Given records below:

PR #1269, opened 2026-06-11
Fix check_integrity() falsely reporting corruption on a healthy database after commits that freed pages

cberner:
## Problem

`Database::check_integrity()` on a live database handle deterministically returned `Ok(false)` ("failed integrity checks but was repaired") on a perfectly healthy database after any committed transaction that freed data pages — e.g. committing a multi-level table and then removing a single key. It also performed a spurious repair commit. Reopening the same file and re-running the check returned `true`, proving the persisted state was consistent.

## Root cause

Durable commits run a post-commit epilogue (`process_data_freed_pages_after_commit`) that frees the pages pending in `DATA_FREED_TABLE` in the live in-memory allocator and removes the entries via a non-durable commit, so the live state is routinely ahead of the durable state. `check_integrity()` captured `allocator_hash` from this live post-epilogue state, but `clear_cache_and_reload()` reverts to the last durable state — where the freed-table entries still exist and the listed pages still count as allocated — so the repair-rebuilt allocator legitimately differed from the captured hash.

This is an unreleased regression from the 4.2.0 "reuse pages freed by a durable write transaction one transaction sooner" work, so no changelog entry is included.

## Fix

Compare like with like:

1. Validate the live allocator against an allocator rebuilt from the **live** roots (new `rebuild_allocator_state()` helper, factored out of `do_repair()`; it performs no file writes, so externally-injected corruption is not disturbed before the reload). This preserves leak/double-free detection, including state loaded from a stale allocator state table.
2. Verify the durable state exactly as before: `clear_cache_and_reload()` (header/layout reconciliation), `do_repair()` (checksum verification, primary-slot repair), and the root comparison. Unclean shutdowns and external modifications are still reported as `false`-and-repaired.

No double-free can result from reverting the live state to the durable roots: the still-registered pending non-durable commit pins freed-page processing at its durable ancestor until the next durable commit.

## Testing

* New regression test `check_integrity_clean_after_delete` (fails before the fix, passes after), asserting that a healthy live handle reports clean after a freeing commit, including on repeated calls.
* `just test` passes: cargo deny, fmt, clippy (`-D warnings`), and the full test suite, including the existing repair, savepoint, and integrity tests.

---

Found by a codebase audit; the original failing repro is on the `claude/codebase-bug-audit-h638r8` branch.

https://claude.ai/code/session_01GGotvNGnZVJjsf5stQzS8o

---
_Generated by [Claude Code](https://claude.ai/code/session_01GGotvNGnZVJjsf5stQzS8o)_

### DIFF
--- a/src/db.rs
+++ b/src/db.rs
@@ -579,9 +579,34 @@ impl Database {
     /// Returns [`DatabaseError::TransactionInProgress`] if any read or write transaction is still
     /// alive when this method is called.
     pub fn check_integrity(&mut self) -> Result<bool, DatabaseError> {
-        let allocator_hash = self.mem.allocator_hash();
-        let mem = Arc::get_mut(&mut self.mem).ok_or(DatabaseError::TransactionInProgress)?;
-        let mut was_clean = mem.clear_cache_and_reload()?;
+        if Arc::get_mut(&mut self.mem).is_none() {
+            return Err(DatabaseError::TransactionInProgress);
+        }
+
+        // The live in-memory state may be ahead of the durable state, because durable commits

End of Given records.
Given records below:

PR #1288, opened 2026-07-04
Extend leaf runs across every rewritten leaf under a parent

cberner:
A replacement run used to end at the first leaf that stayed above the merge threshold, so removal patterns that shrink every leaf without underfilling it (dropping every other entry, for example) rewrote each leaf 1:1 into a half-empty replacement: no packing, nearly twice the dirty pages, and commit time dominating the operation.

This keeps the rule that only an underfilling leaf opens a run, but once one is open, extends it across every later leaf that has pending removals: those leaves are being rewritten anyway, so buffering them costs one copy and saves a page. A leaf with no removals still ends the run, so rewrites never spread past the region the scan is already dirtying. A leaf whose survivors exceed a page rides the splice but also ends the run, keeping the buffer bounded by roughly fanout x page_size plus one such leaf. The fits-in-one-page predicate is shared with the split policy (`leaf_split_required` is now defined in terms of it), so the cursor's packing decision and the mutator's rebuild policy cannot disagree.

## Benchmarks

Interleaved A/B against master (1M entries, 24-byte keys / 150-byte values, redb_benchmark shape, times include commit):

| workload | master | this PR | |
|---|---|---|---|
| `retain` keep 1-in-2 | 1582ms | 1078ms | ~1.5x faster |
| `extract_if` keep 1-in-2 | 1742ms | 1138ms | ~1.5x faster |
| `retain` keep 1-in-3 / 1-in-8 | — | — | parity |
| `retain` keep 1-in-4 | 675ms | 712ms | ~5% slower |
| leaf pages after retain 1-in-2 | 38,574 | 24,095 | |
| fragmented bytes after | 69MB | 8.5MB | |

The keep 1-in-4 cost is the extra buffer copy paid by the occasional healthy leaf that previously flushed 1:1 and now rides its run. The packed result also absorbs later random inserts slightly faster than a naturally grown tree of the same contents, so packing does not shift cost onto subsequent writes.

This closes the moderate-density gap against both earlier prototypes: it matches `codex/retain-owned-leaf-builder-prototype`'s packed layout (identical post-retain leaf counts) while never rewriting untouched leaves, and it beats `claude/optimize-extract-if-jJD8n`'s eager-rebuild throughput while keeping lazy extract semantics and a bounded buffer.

End of Given records.

Problem statement:
The range runs from the line with "mem = Arc::get_mut(&mut" up to and including the line with "because durable commits" in the listing above; please write out exactly those lines and nothing more.

Expected answer:
-        let mem = Arc::get_mut(&mut self.mem).ok_or(DatabaseError::TransactionInProgress)?;
-        let mut was_clean = mem.clear_cache_and_reload()?;
+        if Arc::get_mut(&mut self.mem).is_none() {
+            return Err(DatabaseError::TransactionInProgress);
+        }
+
+        // The live in-memory state may be ahead of the durable state, because durable commits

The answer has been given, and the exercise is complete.